Sweden’s Drone Lifesavers: How Everdrone Is Racing Against Time to Save Cardiac Arrest Victims

A Sky-High Expansion

Everdrone AB, the Gothenburg-based drone pioneer, just doubled down on its mission to revolutionize emergency medical care. The company renewed and expanded its partnership with Region Västra Götaland (VGR), locking in their collaboration until December 2026. This isn’t just a paperwork shuffle—it’s a turbocharged plan to blanket the region with 10 new Skybases in just 7 months, putting drone-delivered defibrillators within reach of 25% of VGR’s population. For cardiac arrest victims, those minutes saved could mean the difference between life and death.
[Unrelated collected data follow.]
PR #870, opened 2023-07-08
Never use empty lines around tips

KnorpelSenf:
This was done inconsistently across all languages and within every language.

From now on, we use
- no blank lines inside a tip next to the boundaries
- blank lines surrounding a tip
- blank lines inside a tip surrounding code snippets, even if they are next to a tip
- blank before the closing tag of the tip if the tip content ends with a list entry
- blank before the closing tag of the tip if the tip content ends with a quote

The same applies for other `:::` environments, not just tips.


roj1512 (approved):

KnorpelSenf:
I was faster

KnorpelSenf:
But how did you commit the same changes?

roj1512:
I have null idea

KnorpelSenf:
GH race condition

PR #871, opened 2023-07-10
Update link checker

CikiMomogi:


deno.jsonc
```diff
@@ -1,6 +1,7 @@
 {
   "tasks": {
-    "check-links": "deno run --allow-read --allow-net https://raw.githubusercontent.com/grammyjs/link-checker/main/main.ts site/docs"
+    "clear-cache": "deno cache --reload https://raw.githubusercontent.com/grammyjs/link-checker/anchor/main.ts",
+    "check-links": "deno task clear-cache; deno run --allow-read --allow-net https://raw.githubusercontent.com/grammyjs/link-checker/anchor/main.ts --clean-url --dir=site/docs"
```
roj1512, line 4: I prefer merging these two into one task. I also don’t believe the `--reload` is used that often to have it in a task. What do you think?

CikiMomogi: > I also don’t believe the `--reload` is used that often to have it in a task.

Unfortunately I couldn't find a better way to update the files if there are changes in the link-checker repo. Do you have a better idea?

KnorpelSenf: Provide `-r` as an argument when running the task would allow us to remove `--reload` from the task itself, not sure if that's what we want

CikiMomogi: That works too. Should we continue, @roj1512?

roj1512: Yes.

roj1512 (approved):

PR #877, opened 2023-07-13
Added secret token guide for webhooks

angelhodar:
Hey, this morning I had to transform my long polling bot to use webhook and in the telegram group some people adviced me to use the secret token to verify calls, so I thought it should be not only specified in the API reference :)


KnorpelSenf (changes requested):
We should make clear that this is only necessary if there's no secret path already.

angelhodar:
Shouldn't the secret token option be the recommended one?

KnorpelSenf:
Reopened from a new branch at #880

PR #878, opened 2023-07-15
Even grannY can rock grammY! 🤘

PonomareVlad:
image

### DIFF
--- a/site/docs/README.md
+++ b/site/docs/README.md
@@ -13,6 +13,7 @@ hero:
     - can do anything except dishes.
     - easy peasy lemon squeezY.
     - billions and billions served.
+    - even grannY can rock grammY!
   image:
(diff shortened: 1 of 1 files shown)


KnorpelSenf:
What does this even mean? 🫠

KnorpelSenf:
If the joke is related to https://t.me/grammyjs/143749 then I don't like it lol, I wouldn't want to display a disadvantage of the name that prominently

PonomareVlad:
Hmm, that’s right, but my comedy point was related to the play of words in the context of ease of use and an unexpected image of a granny as a developer 🌚

PonomareVlad:
If there is no value in this PQ, I will not prevent its closure 🙂

roj1512:
Let me take the lead.

PR #880, opened 2023-07-16
Secret token for webhooks

angelhodar:
Sorry didnt know that renaming branch closed PR


KnorpelSenf (changes requested):
> https://github.com/grammyjs/website/pull/877#issuecomment-1637028183

No. From a security point of view, using a token in the header isn't anymore secure than using a token in the header. It's just useful if you want to provide a third-party service access to your bot.

roj1512:
Closing due to inactivity.

PR #240, opened 2024-12-18
feat(op-geth): support droppingTxHashes when sendBundle

redhdx:
### Description

Support droppingTxHashes when sendBundle.

### Rationale

The atomicity of bundle transactions can lead to a malicious attack. The attacker can send a failed transaction, such as a transaction that has already been on the chain, which will make the entire bundle invalid. Therefore, the new field can remove such transactions.

### Example

N/A

### Changes

Notable changes:
* Add new field in Bundle struct.

### DIFF
--- a/core/types/transaction.go
+++ b/core/types/transaction.go
@@ -632,6 +632,12 @@ func (s Transactions) EncodeIndex(i int, w *bytes.Buffer) {
 	}
 }
 
+func (s Transactions) Remove(idx int) Transactions {
+	copy(s[idx:], s[idx+1:])
+	s[len(s)-1] = nil
+	return s[:len(s)-1]
+}
+
 // TxDifference returns a new set which is the difference between a and b.
 func TxDifference(a, b Transactions) Transactions {
 	keep := make(Transactions, 0, len(a))
--- a/miner/worker_builder.go
+++ b/miner/worker_builder.go
@@ -366,13 +366,25 @@ func (w *worker) simulateBundle(
 		bundleGasFees = new(big.Int)
 	)
 
+	currentState := state.Copy()
+
 	for i, tx := range bundle.Txs {
 		state.SetTxContext(tx.Hash(), i+currentTxCount)
+
+		prevState := currentState.Copy()
+		prevGasPool := new(core.GasPool).AddGas(gasPool.Gas())
 
 		receipt, err := core.ApplyTransaction(w.chainConfig, w.chain, &w.coinbase, gasPool, state, env.header, tx,
 			&tempGasUsed, *w.chain.GetVMConfig())
 		if err != nil {
 			log.Warn("fail to simulate bundle", "hash", bundle.Hash().String(), "err", err)
+			if containsHash(bundle.DroppingTxHashes, tx.Hash()) {
+				log.Warn("drop tx in bundle", "hash", tx.Hash().String())
+				state = prevState
+				gasPool = prevGasPool
+				bundle.Txs = bundle.Txs.Remove(i)
+				continue
+			}
 
 			if prune {
 				if errors.Is(err, core.ErrGasLimitReached) && !pruneGasExceed {
@@ -387,6 +399,14 @@ func (w *worker) simulateBundle(
 		}
 
 		if receipt.Status == types.ReceiptStatusFailed && !containsHash(bundle.RevertingTxHashes, receipt.TxHash) {
+			// for unRevertible tx but itself can be dropped, we drop it and revert the state and gas pool
+			if containsHash(bundle.DroppingTxHashes, receipt.TxHash) {
+				log.Warn("drop tx in bundle", "hash", receipt.TxHash.String())
+				state = prevState
+				gasPool = prevGasPool
+				bundle.Txs = bundle.Txs.Remove(i)
+				continue
+			}
 			err = errNonRevertingTxInBundleFailed
 			log.Warn("fail to simulate bundle", "hash", bundle.Hash().String(), "err", err)
 
@@ -412,6 +432,14 @@ func (w *worker) simulateBundle(
 			bundleGasFees.Add(bundleGasFees, txGasFees)
 		}
 	}
+
+	// prune bundle when all txs are dropped
+	if len(bundle.Txs) == 0 {
+		log.Warn("prune bundle", "hash", bundle.Hash().String(), "err", "empty bundle")
+		w.eth.TxPool().PruneBundle(bundle.Hash())
+		return nil, errors.New("empty bundle")
+	}
+
 	// if all txs in the bundle are from txpool, we accept the bundle without checking gas price
 	bundleGasPrice := big.NewInt(0)
 	if bundleGasUsed != 0 {
--- a/core/types/bundle.go
+++ b/core/types/bundle.go
@@ -23,6 +23,7 @@ type SendBundleArgs struct {
 	MinTimestamp      *uint64         `json:"minTimestamp"`
 	MaxTimestamp      *uint64         `json:"maxTimestamp"`
 	RevertingTxHashes []common.Hash   `json:"revertingTxHashes"`
+	DroppingTxHashes  []common.Hash   `json:"droppingTxHashes"`
 }
 
 type Bundle struct {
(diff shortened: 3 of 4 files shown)


irrun (approved):

miner/worker_builder.go
```diff
@@ -366,13 +366,25 @@ func (w *worker) simulateBundle(
 		bundleGasFees = new(big.Int)
 	)
 
+	currentState := state.Copy()
+
 	for i, tx := range bundle.Txs {
 		state.SetTxContext(tx.Hash(), i+currentTxCount)
 
+		prevState := currentState.Copy()
```
welkin22, line 374: state.Copy is a very performance-intensive action. If you want it to revert to the previous state when a transaction fails, you should use snapshot-related methods. Otherwise, performance will significantly degrade.

miner/worker_builder.go
```diff
@@ -366,13 +366,25 @@ func (w *worker) simulateBundle(
...
+
 		receipt, err := core.ApplyTransaction(w.chainConfig, w.chain, &w.coinbase, gasPool, state, env.header, tx,
 			&tempGasUsed, *w.chain.GetVMConfig())
 		if err != nil {
 			log.Warn("fail to simulate bundle", "hash", bundle.Hash().String(), "err", err)
+			if containsHash(bundle.DroppingTxHashes, tx.Hash()) {
+				log.Warn("drop tx in bundle", "hash", tx.Hash().String())
+				state = prevState
+				gasPool = prevGasPool
+				bundle.Txs = bundle.Txs.Remove(i)
```
owen-reorg, line 385: Remove with index in the iteration may cause issue.
We should mark and rebuild the tx slice later to avoid it.
Plz check the PoC below.

https://go.dev/play/p/NlIeCifQcfY

miner/worker_builder.go
redhdx: Fixed. Please review again.

miner/worker_builder.go
redhdx: Fixed. Please review again. We can't simply continue without modifying the txs, we must remove the invalid tx or commit bundle when building block will fail.

core/types/transaction.go
```diff
@@ -632,6 +632,12 @@ func (s Transactions) EncodeIndex(i int, w *bytes.Buffer) {
 	}
 }
 
+func (s Transactions) Remove(idx int) Transactions {
+	copy(s[idx:], s[idx+1:])
```
owen-reorg, line 636: It works, but not memory efficient. I would suggest a method as below.

```
// removeElements removes elements from a slice based on a given condition
// Returns a new slice containing only the elements that don't match the condition
// This method modifies the original slice and is memory efficient
func removeElements(slice []int, condition func(int) bool) []int {
    j := 0
    for i := 0; i < len(slice); i++ {
        if !condition(slice[i]) {
            // Only keep elements that don't match the removal condition
            // If i and j are different, move the element to position j
            if i != j {
                slice[j] = slice[i]
            }
            j++ // Increment j only when we keep an element
        }
    }
    // Return the slice up to position j, which contains all kept elements
    return slice[:j]
}

// Usage example
func main() {
    numbers := []int{1, 2, 3, 4, 5}
    // Remove even numbers from the slice
    result := removeElements(numbers, func(n int) bool {
        return n%2 == 0
    })
    fmt.Println(result) // Output: [1 3 5]
}

// Key benefits of this approach:
// 1. Single pass through the slice
// 2. No additional memory allocation
// 3. In-place modification
// 4. Time complexity: O(n)
// 5. Space complexity: O(1)
```

core/txpool/bundlepool/bundlepool.go
```diff
@@ -370,16 +374,27 @@ func (p *BundlePool) reset(newHead *types.Header) {
...
+						p.slots -= numSlots(p.bundles[hash])
+						delete(p.bundles, hash)
+						break
+					}
+				}
+			}
+		}(hash, bundle)
 	}
+	wg.Wait()
 	bundleGauge.Update(int64(len(p.bundles)))
```
owen-reorg, line 398: do we need these 2 lines if we early return when len(p.bundles) == 0?

core/txpool/bundlepool/bundlepool.go
```diff
@@ -370,16 +374,27 @@ func (p *BundlePool) reset(newHead *types.Header) {
...
-		} else if txSet.Contains(bundle.Txs[0].Hash()) {
-			p.slots -= numSlots(p.bundles[hash])
-			delete(p.bundles, hash)
-		}
+		wg.Add(1)
+		go func(hash common.Hash, bundle *types.Bundle) {
+			defer wg.Done()
+			if (bundle.MaxTimestamp != 0 && newHead.Time > bundle.MaxTimestamp) ||
+				(bundle.MaxBlockNumber != 0 && newHead.Number.Cmp(new(big.Int).SetUint64(bundle.MaxBlockNumber)) > 0) {
+				p.slots -= numSlots(p.bundles[hash])
```
owen-reorg, line 384: Is it thread safe to do `p.slots -=` and `delete(p.bundles, hash)`?

core/txpool/bundlepool/bundlepool.go
```diff
@@ -370,16 +374,27 @@ func (p *BundlePool) reset(newHead *types.Header) {
...
+				delete(p.bundles, hash)
+			} else {
+				for _, tx := range bundle.Txs {
+					if txSet.Contains(tx.Hash()) && !containsHash(bundle.DroppingTxHashes, tx.Hash()) {
```
owen-reorg, line 388: I recommend maintain unDroppableTxHashesSet as a cache, we can use it here and in the check of simulation, avoid iterate the slice again and again.

miner/worker_builder.go
```diff
@@ -366,13 +366,24 @@ func (w *worker) simulateBundle(
 		bundleGasFees = new(big.Int)
 	)
 
-	for i, tx := range bundle.Txs {
-		state.SetTxContext(tx.Hash(), i+currentTxCount)
+	succeedTxs := types.Transactions{}
+	succeedTxCount := 0
```
owen-reorg, line 370: It seems useless.

miner/worker_builder.go
```diff
@@ -387,6 +398,11 @@ func (w *worker) simulateBundle(
 		}
 
 		if receipt.Status == types.ReceiptStatusFailed && !containsHash(bundle.RevertingTxHashes, receipt.TxHash) {
+			// for unRevertible tx but itself can be dropped, we drop it and revert the state and gas pool
+			if containsHash(bundle.DroppingTxHashes, receipt.TxHash) {
+				log.Warn("drop tx in bundle", "hash", receipt.TxHash.String())
```
owen-reorg, line 403: We should also do this here?
```
state.RevertToSnapshot(snap)
gasPool.SetGas(gp)
```

core/txpool/bundlepool/bundlepool.go
owen-reorg: The `reset` function itself is thread safe since we have 
```
	p.mu.Lock()
	defer p.mu.Unlock()
```
in the beginning of the function.

However, if you use go func here, it's not.

miner/worker_builder.go
redhdx: We can't do this here beacause in the evm execution, when status was failed, it was already reverted. If revert here, it will panic.

core/txpool/bundlepool/bundlepool.go
redhdx: Added.

core/txpool/bundlepool/bundlepool.go
redhdx: Removed go func, just use single thread.

miner/worker_builder.go
irrun: The actual reason for no need to revert state here is that, when no err returned by ApplyTransaction, state.clearJournalAndRefund() must had been called by  https://github.com/bnb-chain/op-geth/blob/develop/core/state_processor.go#L167 or https://github.com/bnb-chain/op-geth/blob/develop/core/state/statedb.go#L1008 to avoid reverting across transactions, after that, `state.validRevisions` would be clear, so if here do revert, panic must happen for the first check is true at https://github.com/bnb-chain/op-geth/blob/develop/core/state/statedb.go#L918, so we directly remove the tx from bundle.

PR #242, opened 2024-12-25
 Revert "optimization: txpool pending cache improvement (#177)"

andyzhang2023:
### Description

The improvement of #177 saves about 50+ms of calling txpool.Pending() for the miner, when the pending transactions accumulate up to 100k+.  
**The improvement of performance depends on the number of pending list.**
However, after we had resolved other bottlenecks, the pending transactions will usually be under 100k+, which means it can't save more than 50+ms, and besides, it changes a lot of code to get the improvement. 
So we decided to revert it and make it a draft, to re-enable it in the future when needed.


andyzhang2023:
This PR is relied on and included by  #244 , so we drop it.

PR #243, opened 2024-12-25
Txpool optimization: broadcast transaction body directly to peer

andyzhang2023:
### Description
There are two ways of broadcasting transactions to peers:  1. broadcasting bodies; 2. Announcing hashes.
The former is more efficient, by which we transfer all transactions when supporting a high TPS throughput. It can be enabled by flag **--p2p.directly** now.


andyzhang2023:
> i suggest change the flag from bool to []broadCastPeers, b/c the peers need to broadcast directly is not exactly equal to static peers in many cases.

It's a good idea. Replaced.

eth/handler.go
```diff
@@ -620,6 +630,29 @@ func (h *handler) BroadcastBlock(block *types.Block, propagate bool) {
 	}
 }
 
+func (h *handler) peersForBroadcasting(numDirect int, peers []*ethPeer) (direct []*ethPeer, announce []*ethPeer) {
+	// Split the peers into direct-peers and announce-peers
+	// we send the tx directly to direct-peers; all static nodes are direct-peers
```
owen-reorg, line 635: `all static nodes are direct-peers` is not true anymore if we have direct nodes parameter.

andyzhang2023: comment fixed.

owen-reorg (dismissed):

PR #245, opened 2024-12-25
Txpool optimization: disable cache if --mine is not enabled

andyzhang2023:
### Description
This is an improvement based on [#85](https://github.com/bnb-chain/op-geth/pull/85).
The pending cache optimization [#85](https://github.com/bnb-chain/op-geth/pull/85) only works on the miner. It doesn't work on the followers, and it costs memory. So we disable it if the node is not a miner.


core/txpool/legacypool/legacypool.go
```diff
@@ -645,35 +635,57 @@ func (pool *LegacyPool) ContentFrom(addr common.Address) ([]*types.Transaction,
 // The transactions can also be pre-filtered by the dynamic fee components to
 // reduce allocations and load on downstream subsystems.
 func (pool *LegacyPool) Pending(filter txpool.PendingFilter) map[common.Address][]*txpool.LazyTransaction {
-	empty := txpool.PendingFilter{}
-	if filter == empty {
-		// return all pending transactions, no filtering
-		return pool.pendingCache.dump(false)
-	}
+	// TODO need to confirm
```
owen-reorg, line 638: plz resolve this comment

andyzhang2023: It's a legacy comment of "lazy transaction optimization", which is reverted now. So we don't need it any more.

owen-reorg (approved):

PR #246, opened 2024-12-26
Txpool opt async priced

andyzhang2023:
### Description
An "async-reheap" priced list is introduced into txpool to get better performance. The re-heap of the whole transaction pool usually costs hundreds of ms, which blocks more transactions coming into the pool through the Add() function. So we develop a new type of priced list to resolve the bottleneck. 
The "async-reheap" finds the "lowest-priced" transactions async, and stores it into a cache, then it  does the "underpriced" validation quickly by the stored cache.

### Example

add flag ```--txpool.asyncpriced``` to enable this feature.

### DIFF
--- a/core/txpool/legacypool/async_priced_list.go
+++ b/core/txpool/legacypool/async_priced_list.go
@@ -149,6 +149,8 @@ func (a *asyncPricedList) Underpriced(tx *types.Transaction) bool {
 		// be careful that fl might be nil
 		floatingLowest = fl.(*types.Transaction)
 	}
+	a.mu.Lock()
+	defer a.mu.Unlock()
 	return (urgentLowest == nil || a.priced.urgent.cmp(urgentLowest, tx) >= 0) &&
 		(floatingLowest == nil || a.priced.floating.cmp(floatingLowest, tx) >= 0) &&
 		(floatingLowest != nil || urgentLowest != nil)
--- a/core/txpool/legacypool/async_priced_list.go
+++ b/core/txpool/legacypool/async_priced_list.go
@@ -1,0 +1,174 @@
+package legacypool
+
+import (
+	"math/big"
+	"sync"
+	"sync/atomic"
+
+	"github.com/ethereum/go-ethereum/core/types"
+)
+
+var _ pricedListInterface = &asyncPricedList{}
+
+type addEvent struct {
+	tx    *types.Transaction
+	local bool
+}
+
+type discardEvent struct {
+	slots int
+	force bool
+	done  chan *discardResult
+}
+type discardResult struct {
+	discardTxs types.Transactions
+	succ       bool
+}
+
+type asyncPricedList struct {
+	priced         *pricedList
+	floatingLowest atomic.Value
+	urgentLowest   atomic.Value
+	mu             sync.Mutex
+
+	// events
+	quit       chan struct{}
+	reheap     chan struct{}
+	add        chan *addEvent
+	remove     chan int
+	discard    chan *discardEvent
+	setBaseFee chan *big.Int
+}
+
+func newAsyncPricedList(all *lookup) *asyncPricedList {
+	a := &asyncPricedList{
+		priced:     newPricedList(all),
+		quit:       make(chan struct{}),
+		reheap:     make(chan struct{}),
+		add:        make(chan *addEvent),
+		remove:     make(chan int),
+		discard:    make(chan *discardEvent),
+		setBaseFee: make(chan *big.Int),
+	}
+	go a.run()
+	return a
+}
+
+// run is a loop that handles async operations:
+//   - reheap: reheap the whole priced list, to get the lowest gas price
+//   - put: add a transaction to the priced list
+//   - remove: remove transactions from the priced list
+//   - discard: remove transactions to make room for new ones
+func (a *asyncPricedList) run() {
+	var reheap bool
+	var newOnes []*types.Transaction
+	var toRemove int = 0
+	// current loop state
+	var currentDone chan struct{} = nil
+	var baseFee *big.Int = nil
+	for {
+		if currentDone == nil {
+			currentDone = make(chan struct{})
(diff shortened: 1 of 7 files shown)


core/txpool/legacypool/legacypool.go
```diff
@@ -1462,11 +1459,13 @@ func (pool *LegacyPool) runReorg(done chan struct{}, reset *txpoolResetRequest,
...
 		pool.demoteUnexecutables(demoteAddrs)
 		demoteTimer.UpdateSince(t0)
-		var pendingBaseFee = pool.priced.urgent.baseFee
+		var pendingBaseFee = pool.priced.GetBaseFee()
 		if reset.newHead != nil {
 			if pool.chainconfig.IsLondon(new(big.Int).Add(reset.newHead.Number, big.NewInt(1))) {
 				pendingBaseFee = eip1559.CalcBaseFee(pool.chainconfig, reset.newHead, reset.newHead.Time+1)
 				pool.priced.SetBaseFee(pendingBaseFee)
+			} else {
+				pool.priced.Reheap()
```
owen-reorg, line 1468: If we only do reheap when runReorg instead of add, will the node OOM when there are tons of txns adding into txpool in a block interval?

core/txpool/legacypool/async_priced_list.go
```diff
@@ -0,0 +1,191 @@
...
+	"sync/atomic"
+
+	"github.com/ethereum/go-ethereum/core/types"
+)
+
+var _ pricedListInterface = &asyncPricedList{}
+
+type addEvent struct {
+	tx    *types.Transaction
+	local bool
```
owen-reorg, line 15: It seems `local` is not used, why do we bother put it here?

core/txpool/legacypool/async_priced_list.go
```diff
@@ -0,0 +1,191 @@
...
+	}
+}
+
+func (a *asyncPricedList) handle(reheap bool, newOnes []*types.Transaction, toRemove int, baseFee *big.Int, finished chan struct{}) {
+	defer close(finished)
+	a.mu.Lock()
+	defer a.mu.Unlock()
+	// add new transactions to the priced list
+	for _, tx := range newOnes {
+		a.priced.Put(tx, false)
```
owen-reorg, line 104: we just make all txns `local` as false and ignored the one passed with `AddEvent`. Is it expected?

core/txpool/legacypool/legacypool.go
aweneagle: It will be limited by the TPS of txpool

core/txpool/legacypool/async_priced_list.go
aweneagle: "asyncPricedList" is a wrap of the original one "pricedList", so when we call Add(tx, local) on asyncPricedList, we just call a "asynced" Add(tx, local) pricedList. And the `local' here is for passing the parameter to pricedList.

aweneagle: "asyncPricedList" is a wrap of the original one "pricedList", so when we call Add(tx, local) on asyncPricedList, we just call a "asynced" Add(tx, local) of pricedList. And the `local' here is for passing the parameter to pricedList.

core/txpool/legacypool/async_priced_list.go
aweneagle: Yes, It's ok because the pricedList will also ignore those transactions that local=true.

core/txpool/legacypool/legacypool.go
andyzhang2023: It will be limited by the TPS of txpool

core/txpool/legacypool/async_priced_list.go
andyzhang2023: "asyncPricedList" is a wrap of the original one "pricedList", so when we call Add(tx, local) on asyncPricedList, we just call a "asynced" Add(tx, local) of pricedList. And the `local' here is for passing the parameter to pricedList.

core/txpool/legacypool/async_priced_list.go
```diff
@@ -0,0 +1,191 @@
...
+
+func (a *asyncPricedList) Put(tx *types.Transaction, local bool) {
+	a.add <- &addEvent{tx, local}
+}
+
+func (a *asyncPricedList) Removed(count int) {
+	a.remove <- count
+}
+
+func (a *asyncPricedList) Underpriced(tx *types.Transaction) bool {
```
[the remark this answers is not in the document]
andyzhang2023: Yes, It's ok because the pricedList will also ignore those transactions that local=true.

core/txpool/legacypool/async_priced_list.go
andyzhang2023: Yes, It's ok because the pricedList will also ignore those transactions that local=true.

core/txpool/legacypool/list.go
```diff
@@ -549,7 +564,6 @@ func (h *priceHeap) Pop() interface{} {
 // better candidates for inclusion while in other cases (at the top of the baseFee peak)
 // the floating heap is better. When baseFee is decreasing they behave similarly.
 type pricedList struct {
-	currHead *types.Header // Current block header for effective tip calculation
```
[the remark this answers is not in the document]
andyzhang2023: It's reverted to the original pricedList. So we don't need the `currHead` anymore.

core/txpool/legacypool/async_priced_list.go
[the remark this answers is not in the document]
andyzhang2023: The lowest-priced transaction is already held in atomic.Value; But yes, it should be better to hold a mu to do the pricedHeap.cmp.   Fixed.

andyzhang2023:
> I see no log for the new feature, better add proper debug/info logs

Added.

owen-reorg (approved):

PR #251, opened 2025-01-10
pevm: fallback to sequencial processor when the TxDAG is too deep

andyzhang2023:
### Description

A new option is added to improve the performance when the TxDAG contains a deep dependency chain. The performance might become poor when many transactions depend on each other in a block. So we add a threshold option under which the parallel EVM will be enabled, otherwise, the block will be processed by the original EVM in sequential.

### Example

Add flag ```--parallel.txdag-max-depth-ratio``` to enable this feature.  Default to be not enabled.

### DIFF
--- a/cmd/utils/flags.go
+++ b/cmd/utils/flags.go
@@ -1138,8 +1138,8 @@ Please note that --` + MetricsHTTPFlag.Name + ` must be set to start the server.
 
 	ParallelTxDATMaxDepthRatioFlag = &cli.Float64Flag{
 		Name:     "parallel.txdag-max-depth-ratio",
-		Usage:    "A ratio to decide whether or not to execute transactions in parallel, it will fallback to sequencial processor if the depth is larger than this value (default = 0.9)",
-		Value:    0.9,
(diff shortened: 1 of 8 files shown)


cmd/utils/flags.go
```diff
@@ -1136,6 +1136,13 @@ Please note that --` + MetricsHTTPFlag.Name + ` must be set to start the server.
 		Category: flags.VMCategory,
 	}
 
+	ParallelTxDATMaxDepthRatioFlag = &cli.Float64Flag{
+		Name:     "parallel.txdag-max-depth-ratio",
+		Usage:    "A ratio to decide whether or not to execute transactions in parallel, it will fallback to sequencial processor if the depth is larger than this value (default = 1.0)",
+		Value:    1.0,
```
sunny2022da, line 1142: may be we can set the default value to 0.9? it seems 1.0 means there is almost 1 tx in every level. so PEVM is expected to degrade the performance in this case.

sunny2022da (commented):
Generally LGTM. just minor suggestion of the default threshold.

cmd/utils/flags.go
andyzhang2023: Yes, changed to 1.0.

welkin22 (approved):
LGTM

PR #252, opened 2025-01-11
fix: txpool concurrent map issue

andyzhang2023:
### Description

This PR is for fixing the issue of concurrent map reading and writing on the map of txpool.queue.
It was introduced by PR #247 , in which the numbers of pending and queued transactions were added to logs. 
The txpool.queue and txpool.pending should always be protected by the mu lock of txpool, So we use Stats() instead of stats();
Besides, there is no need to iterator the pending and queue lists to sum the total numbers. The variables pendingCounter and queueCounter records them.


krish-nr (approved):
LGTM

PR #256, opened 2025-01-16
Fix pevm 20per performance issue

andyzhang2023:
### Description
Some improvements are added in the PR:
1. fix the default value of flag ```--parallel.txdag-max-depth-ratio```
2. change the metric of "parallel txs depth" from counter to gauge.
3. change the maindb of UncommittedDB from ParallelStateDB to StateDB, which caused a 20%+ decrease of performance.


sunny2022da (approved):
LGTM

PR #258, opened 2025-01-20
fix(op-geth): fix bundle memory leak

redhdx:
### Description

Fix bundle memory leak.

### Rationale

The bundle pool has a memory leak problem, and the bundle heap has no reconstruction logic, which causes the bundle transactions to always fail to GC.

### Example

N/A.

### Changes

Notable changes:
* Add bundle heap reorg when reset bundle pool.

### DIFF
--- a/core/txpool/bundlepool/bundlepool.go
+++ b/core/txpool/bundlepool/bundlepool.go
@@ -361,6 +361,12 @@ func (p *BundlePool) reset(newHead *types.Header) {
 	p.mu.Lock()
 	defer p.mu.Unlock()
 
+	if len(p.bundles) == 0 {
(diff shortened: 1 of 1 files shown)


core/txpool/bundlepool/bundlepool.go
```diff
@@ -379,6 +386,9 @@ func (p *BundlePool) reset(newHead *types.Header) {
 			p.slots -= numSlots(p.bundles[hash])
 			delete(p.bundles, hash)
 		}
+		if p.bundles[hash] != nil {
+			p.bundleHeap.Push(bundle)
```
owen-reorg, line 390: Shall we use heap.push here?

Boomtokn (approved):
LGTM

PR #267, opened 2025-02-26
fix: computing unexpected block hash

Eoous:
### Description

add `RequestsHash` support then `Block.Hash()` returns correct hash

### Changes

Notable changes:

regenerated rlp for `Header`


will-2012:
Currently, op-geth does not support EIP-7685 as a whole. Why introduce this change?

Boomtokn (approved):
LGTM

“This isn’t about replacing ambulances—it’s about beating them to the scene when every second counts,” says an Everdrone spokesperson.

Drones vs. Cardiac Arrest

The Drone Emergency Medical Services (DEMS) system has one clear enemy: out-of-hospital cardiac arrests (OHCA), where survival rates plummet without immediate intervention. Everdrone’s drones don’t just drop AEDs like futuristic vending machines—they’re part of a clinical trial led by Karolinska Institutet and VGR, rigorously measuring whether drones can tilt the odds in these critical moments. Early data suggests they can: in previous tests, drones arrived before ambulances 64% of the time, shaving an average of 3 minutes off response times.

Eyes in the Sky

But speed isn’t the only advantage. Everdrone’s LiveView feature streams real-time video to emergency dispatchers, giving them a bird’s-eye view of the scene before ground crews arrive. Imagine paramedics assessing a crowded park or a remote roadside crash via drone feed, strategizing their approach while still en route. It’s situational awareness at 80 mph.

“Drones aren’t magic—they’re tools. But when you combine them with data-driven planning and seamless integration into 911 systems, they become force multipliers,” notes a VGR project lead.

The Future of First Response

This partnership isn’t just about gadgets; it’s a blueprint for modernizing emergency care through public-private collaboration. By analyzing response patterns, population density, and historical OHCA data, Everdrone and VGR are building a scalable model that could extend far beyond Sweden. The goal? A world where drones aren’t novelties but standard infrastructure—like fire hydrants for the digital age. And with cardiac arrests claiming millions globally each year, that future can’t come soon enough.